Listen to Terremoto (Dan), what he says is dead on. I worked for 15+ years as a consultant and color management trainer and worked for two color management software companies before opening my own shop. It can be a very simple subject once you get your head around the basics.
You can get excellent results from RGB, CMYK, or PANTONE. You just have to have your applications agree on what exactly is RGB, CMYK, and the modern RIPs almost all have proper lookup tables for PANTONE colors. Yes RGB has greater potential for gamut, but if you're given CMYK files, there is no advantage to converting them prior to printing just to adhere to some RGB dogma.
This brings you back to a simple, effective setup based around sRGB and US Web Coated SWOP if you're in the US. Make sure your design apps all share these "Working Spaces". Then make sure your RIP is configured to use these same profiles as the Input Profiles.
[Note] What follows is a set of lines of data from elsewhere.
PR #1818, opened 2018-10-23
Remove (most) dive-site UUIDs in UI code

bstoeger:

- [ ] Bug fix
- [ ] Functional change
- [ ] New feature
- [x] Code cleanup
- [ ] Build system change
- [ ] Documentation change
- [ ] Language translation

Replace UUID-references to dive-sites by classical pointers. But don't change the UUID logic itself (i.e. the UUID encodes name + first timestamp).

This will make implementation of undo in analogy to the dive list (using owning pointers) easier. Moreover, it will make it possible to remove the UUID logic, which is somewhat questionable in the first place.

Briefly tested on mobile & desktop using a modest dive log.

### Changes made:

Too long to list - see commit-message.

### Release note:

 
Not needed.

### Documentation change:

Not needed.


bstoeger:
Another piece of the puzzle: remove UUID from the uemis_helper struct. Unfortunately, I have no way of testing this..

bstoeger:
...aaand also remove UUIDs from the Location-models...

This commit is a bit larger and features a funny logic bug (see commit description).

bstoeger:
Replaced UUID by pointer in mobile code. But cannot test this:
```
$ ./subsurface-mobile
INFO: QQmlApplicationEngine failed to load component
INFO: qrc:///qml/main.qml:548 Type DiveList unavailable
qrc:///qml/DiveList.qml:3 module "QtQuick.Controls" version 2.4 is not installed

can't create window object
```
Seems like a system update upgraded to QtQuick.Controls 2.5!? Running `build.sh` does not help. :(

dirkhh:
Which version of Qt do you have installed?
I don't think you NEED version 2.4 of Controls2, but I don't recall why I revved the version in the first place. My first suggestion would be to go back to 2.2 and see if it works

bstoeger:
Going back to 2.2 works, that should do for testing. Hopefully this doesn't get included in a commit (like all the libdivecomputer commits).

I have all the recent packages installed, I think:
```
bs@laptop:~/src/subsurface/build-mobile$ sudo apt install qml-module-qtquick-controls2
Reading package lists... Done
Building dependency tree       
Reading state information... Done
qml-module-qtquick-controls2 is already the newest version (5.9.5-0ubuntu2).
0 upgraded, 0 newly installed, 0 to remove and 11 not upgraded.
bs@laptop:~/src/subsurface/build-mobile$ sudo apt install qml-module-qtquick-controls
Reading package lists... Done
Building dependency tree       
Reading state information... Done
qml-module-qtquick-controls is already the newest version (5.9.5-0ubuntu1).
0 upgraded, 0 newly installed, 0 to remove and 11 not upgraded.
bs@laptop:~/src/subsurface/build-mobile$ sudo apt install qtquickcontrols2-5-dev
Reading package lists... Done
Building dependency tree       
Reading state information... Done
qtquickcontrols2-5-dev is already the newest version (5.9.5-0ubuntu2).
0 upgraded, 0 newly installed, 0 to remove and 11 not upgraded.
```
I hope that an upgrade to Kubuntu 10.10 will fix that..?

bstoeger:
Added a commit to replace the UUIDs in MapLocationModel. This one is a bit weird, because with my QML-version all QVariant<void *> compare as equal. I'm not sure if this is my fault or that QML is broken beyond any repair. So what it does is use uintptr_t instead. Wow. But it seems to work.

Not yet tested on mobile(-on-desktop). Will do later.

bstoeger:
> Not yet tested on mobile(-on-desktop). Will do later.

Tested it - and of course it breaks the map. 😛

bstoeger:
There were more lingering `void *`s. Mobile seems to work now.

bstoeger:
Cool - Travis found some parser bugs. No time today - will look into it tomorrow.

bstoeger:
@neolit123, @dirkhh: Any comments? This is necessary for integrating dive-sites into the undo system. While this in itself is not a top-priority issue I'd hate to have this PR bit-rot. The chances for that are high, as it touches many parts of the code. Moreover, there was discussion on the ML with respect to removing the dive-site UUIDs altogether. This PR does most of the grunt work in this direction.

dirkhh:
I'll share a secret with you. When in a rush (which I am roughly 95% of the time I ever look at Subsurface), I tend to ignore PRs that are WIP, TEST, RFC, etc, and focus on those that indicate that they are ready to go in. So I've peeked at this one a couple of times, but never really read through it.
I know that's wrong, especially since it explicitly asked for testing, but that's just the reality...

Anyway, I should have time later today to go through it and review it.

bstoeger:
> Anyway, I should have time later today to go through it and review it.

Cool, thanks.

neolit123 (approved):
had a look at all commits, SGTM.
this needs beta testing.

core/datatrak.c
```diff
@@ -204,7 +204,7 @@ unsigned char *dt_dive_parser(unsigned char *runner, struct dive *dt_dive)
 	ds = get_dive_site_by_name(buffer);
 	dt_dive->dive_site_uuid = ds ? ds->uuid : 0;
 	if (dt_dive->dive_site_uuid == 0)
-		dt_dive->dive_site_uuid = create_dive_site(buffer, dt_dive->when);
+		dt_dive->dive_site_uuid = create_dive_site(buffer, dt_dive->when)->uuid;
```
dirkhh: I was gonna say "but what about a NULL pointer?" - and then I read the code of `alloc_or_get_dive_site()` and the fact that we simply do an exit(1) if we run out of memory. Oh. OK. That makes sure there's never a NULL pointer returned, I guess... 😱

core/divesite.c
```diff
@@ -145,13 +145,15 @@ int nr_of_dives_at_dive_site(struct dive_site *ds, bool select_only)
...
 }
 
-bool is_dive_site_used(uint32_t uuid, bool select_only)
+bool is_dive_site_used(struct dive_site *ds, bool select_only)
 {
 	int j;
 	bool found = false;
 	struct dive *d;
+	if (!ds)
+		return 0;
```
dirkhh: we should return `false`

desktop-widgets/locationinformation.cpp
```diff
@@ -521,7 +521,7 @@ void DiveLocationLineEdit::itemActivated(const QModelIndex &index)
 		qDebug() << "Setting a Existing dive site";
 	if (view->isVisible())
 		view->hide();
-	emit diveSiteSelected(currUuid);
+	emit diveSiteSelected();
```
dirkhh, line 520: this comment is for the commit message, not for this code... not sure how GitHub will present this comment, so this is about commit https://github.com/Subsurface-divelog/subsurface/pull/1818/commits/3fb3b11f0c0e2f7ad4d953e3f6d0b7041edb1e27 
The commit message says "... receiving slot would not use that signal" - I think it should say "... would not use that argument".

desktop-widgets/locationinformation.cpp
```diff
@@ -507,15 +506,14 @@ void DiveLocationLineEdit::focusOutEvent(QFocusEvent *ev)
...
 	QModelIndex idx = index;
-	if (index.column() == LocationInformationModel::UUID)
+	if (index.column() == LocationInformationModel::DIVESITE)
 		idx = index.model()->index(index.row(), LocationInformationModel::NAME);
 
-	QModelIndex uuidIndex = index.model()->index(index.row(), LocationInformationModel::UUID);
-	uint32_t uuid = uuidIndex.data().toInt();
-	currType = uuid == 1 ? NEW_DIVE_SITE : EXISTING_DIVE_SITE;
-	currUuid = uuid;
+	dive_site *ds = (dive_site *)index.model()->index(index.row(), LocationInformationModel::DIVESITE).data().value<void *>();
```
dirkhh: Yuck. That is ugly as heck. And if I run into this line while chasing a bug, I'll claw my eyes out.
Can you do me a favor and add a comment what this actually DOES?

desktop-widgets/mapwidget.cpp
```diff
@@ -66,8 +67,8 @@ void MapWidget::centerOnDiveSite(struct dive_site *ds)
 void MapWidget::centerOnIndex(const QModelIndex& idx)
 {
 	CHECK_IS_READY_RETURN_VOID();
-	struct dive_site *ds = get_dive_site_by_uuid(idx.model()->index(idx.row(), 0).data().toUInt());
-	if (!ds || !dive_site_has_gps_location(ds))
+	struct dive_site *ds = (struct dive_site *)idx.model()->index(idx.row(), LocationInformationModel::DIVESITE).data().value<void *>();
```
dirkhh: same here. This may be a sign of my limitations, but that's REALLY hard to parse for me.

desktop-widgets/modeldelegates.cpp
```diff
@@ -452,9 +453,8 @@ void LocationFilterDelegate::paint(QPainter *painter, const QStyleOptionViewItem
 	QString diveSiteName = index.data().toString();
 	QString bottomText;
 	QIcon icon = index.data(Qt::DecorationRole).value<QIcon>();
-	struct dive_site *ds = get_dive_site_by_uuid(
-		index.model()->data(index.model()->index(index.row(),0)).toInt()
-	);
+	struct dive_site *ds = (struct dive_site *)
+		index.model()->data(index.model()->index(index.row(), LocationInformationModel::DIVESITE)).value<void *>();
```
dirkhh: ditto

qt-models/divelocationmodel.cpp
```diff
@@ -118,24 +119,23 @@ GeoReferencingOptionsModel::GeoReferencingOptionsModel(QObject *parent) : QStrin
 
 bool GPSLocationInformationModel::filterAcceptsRow(int sourceRow, const QModelIndex &parent) const
 {
-	uint32_t uuid = sourceModel()->index(sourceRow, LocationInformationModel::UUID, parent).data().toUInt();
-	if (uuid == ignoreUuid || uuid == RECENTLY_ADDED_DIVESITE)
+	struct dive_site *ds = (struct dive_site *)sourceModel()->index(sourceRow, LocationInformationModel::DIVESITE, parent).data().value<void *>();
```
dirkhh: yeah, it's that same construct I keep stumbling over. Maybe it will start making sense to me. I there a way to make this two steps that makes it clearer?

core/subsurface-qt/DiveObjectHelper.cpp
```diff
@@ -129,7 +129,7 @@ QString DiveObjectHelper::gps_decimal() const
 
 QVariant DiveObjectHelper::dive_site() const
 {
-	return QVariant::fromValue((void *)get_dive_site_by_uuid(m_dive->dive_site_uuid));
+	return QVariant::fromValue((uintptr_t)get_dive_site_by_uuid(m_dive->dive_site_uuid));
```
dirkhh: I think I'm missing the significance of the `uintptr_t` here. Help?

core/parse-xml.c
```diff
@@ -558,6 +558,13 @@ static void hex_value(char *buffer, uint32_t *i)
 	*i = strtoul(buffer, NULL, 16);
 }
 
+static void dive_site(char *buffer, struct dive_site **ds)
+{
+	uint32_t uuid;
+	hex_value(buffer, &uuid);
+	*ds = get_dive_site_by_uuid(uuid);
```
dirkhh, line 565: this dereference doesn't need a NULL check?

dirkhh (approved):
First: wow. You don't shy away from tedious work.
I have a few comments and questions, but overall this looks like the right thing to do.
I think a couple of my comments are worth a refresh of the series, but the underlying changes look ok.

desktop-widgets/locationinformation.cpp
bstoeger: Yes, I hate it too. We already have a few of those in the code base, notably when getting pointers to dives and trips out of the models. Therefore I thought let's continue using this idiom, as ugly as it is.

What happens:
When you get data out of a model, it is returned in a `QVariant`, which is kind of lame in that it doesn't support arbitrary types out-of-the-box. So what we did is cast to (void *) transport that in a `QVariant` and then cast back. Indeed ugly as hell.

This example here is even worse, because we access the model from the index and the make an index out of the index via the model and .... never mind.

Note that I didn't come up with that just added the void * casting - I'll try to come up with something more palatable.

====

That being said, the whole situation becomes even more crazy when QML is involved, because there, all QVariant<void *> seem to compare as equal - that revelation was quite a WTF-moment. What I therefore did was cast to uintptr_t(!)

====

One way out of this mess would perhaps be registering the types as meta-types with Qt's preprocessor directives. I believe that you can then put them in QVariants, but so far I haven't explored that option, as it also strikes me as not very elegant.

Does that clear it up somewhat?

core/subsurface-qt/DiveObjectHelper.cpp
bstoeger: There's a comment in a later commit, which should probably be copied here. Short story: QVariant<void *> compare as equal in QML on my setup, whereas QVariant<uintptr_t> don't. I couldn't believe it either.

core/parse-xml.c
bstoeger: None of the output parameters in the parser are checked for NULL. Therefore I would think that for the sake of consistency we shouldn't add a NULL-check here either.

core/datatrak.c
bstoeger: Moreover note that the dereference is removed in a later commit anyway.

core/divesite.c
bstoeger: done (locally).

desktop-widgets/locationinformation.cpp
bstoeger: true - fixed (locally).

bstoeger:
Sigh. I just found a bug:
Moving the flag on the map produces:
```
qrc:/qml/MapWidget.qml:78: Error: Unknown method parameter type: const dive_site*
```

But I will only be able to analyze this tomorrow. Sigh.

neolit123:
`Q_DECLARE_METATYPE` might solve that.

bstoeger:
It seems to work now again.

By declaring `dive_site *` a metatype, all the crazy `uintptr_t` and `void *` constructs are gone now. There's still the `index.model().index(index ...)` insanity, but that was there before.

Of course the history is now super-ugly with constructs being added and removed..

Ultimately, `struct dive *` and `struct dive_trip *` should probably also be made Q_METATYPEs so that more `void *`-casting can be removed

desktop-widgets/locationinformation.cpp
dirkhh: thanks for the explanations - every time I work with you on one of your PRs I learn something. Simply awesome.

dirkhh:
Nice.
I don't know why, but without the extra void * in the middle the code does seem much more logical to me.
I'm ok with making dive and dive_trip Q_METATYPES as well. But I think for now this series is ready to be merged and to get a lot more testing.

There are some folks that would benefit from other RGB working spaces, but they're few and far in between.
Set your RIP up to use Perceptual or Relative Colorimetric rendering intents for everything. Typically you're best off not to mix these and better off to use one or the other across the board for all file types. As a default I'd suggest Perceptual.
Then comes the part you're really missing, using proper, custom made output profiles for each of your day to day medias. Without these as the foundation for accurate output, you're going to get inconsistent results from each media. Expect some complications when you first start making profiles. But once you've made a few, it becomes routine and you'll wonder why everyone doesn't do it. You don't have to have some magic eye to judge color, or some jaw dropping incantations to get the color you want. All you need is some fundamental knowledge and a decent RIP that'll do it's job of giving you a healthy balance of control and simplicity. Oh, you'll also need a spectrophotometer and software to generate a CMYK ICC profile for your output.
Don't sweat the monitors. Once you have the workflow sorted and some solid printer profiles, you care much less about what's on the monitors. Besides, chasing real softproofing is a LOT of work for results that are accurate.
Beware of anyone purporting that their method of using only RGB or only CMYK as being "the" way to do things. If you're really managing color, you can manage any color format (RGB, CMYK, PANTONE), and any color space (sRGB, US Web Coated SWOP, Japan Web Coated, AdobeRGB, ColorMatchRGB, etc.) and do them all pretty much equally well.